PR #2032, opened 2021-01-19
mosquitto_rr fixes

yamt:

-----

### DIFF
--- a/client/client_shared.c
+++ b/client/client_shared.c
•••
§ **To do**: Write out all of the records exactly as they stand above.

§ **Written response**:
PR #2032, opened 2021-01-19
mosquitto_rr fixes

yamt:

-----

### DIFF
--- a/client/client_shared.c
+++ b/client/client_shared.c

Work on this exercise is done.